MEVDT: Multi-Modal Event-Based Vehicle Detection and Tracking Dataset
Zaid A. El Shair, Samir A. Rawashdeh
TL;DR
The paper introduces MEVDT, a multi-modal event-based vehicle detection and tracking dataset that couples DAVIS 240c event streams with grayscale APS frames. It provides 63 sequences with roughly 13k images, 5M events, 10k object labels, and 85 continuous object trajectories annotated at 24 Hz, across two scenes (A and B) with an 80/20 train/test split. MEVDT offers multiple label formats (COCO, MOT, and a custom per-frame format) and fixed-duration event samples (AEDAT 3.1) to facilitate both detection and tracking research in automotive contexts.
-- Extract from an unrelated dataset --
PR #2006, opened 2024-07-01
Update new target check-cfg instructions

Urgau:
With https://github.com/rust-lang/rust/pull/127026 we no longer want to use the `EXTRA_CHECK_CFGS` list in bootstrap. New target specific cfgs should be set directly in the appropriate `[lints.rust.unexpected_cfgs.check-cfg]` lint table in one of the `library/{std,alloc,core}/Cargo.toml`.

By enabling precise cross-modal alignment and high temporal resolution labels, MEVDT supports development and evaluation of event-based and multi-modal perception methods under dynamic traffic conditions.
Abstract
In this data article, we introduce the Multi-Modal Event-based Vehicle Detection and Tracking (MEVDT) dataset. This dataset provides a synchronized stream of event data and grayscale images of traffic scenes, captured using the Dynamic and Active-Pixel Vision Sensor (DAVIS) 240c hybrid event-based camera. MEVDT comprises 63 multi-modal sequences with approximately 13k images, 5M events, 10k object labels, and 85 unique object tracking trajectories. Additionally, MEVDT includes manually annotated ground truth labels $\unicode{x2014}$ consisting of object classifications, pixel-precise bounding boxes, and unique object IDs $\unicode{x2014}$ which are provided at a labeling frequency of 24 Hz. Designed to advance the research in the domain of event-based vision, MEVDT aims to address the critical need for high-quality, real-world annotated datasets that enable the development and evaluation of object detection and tracking algorithms in automotive environments.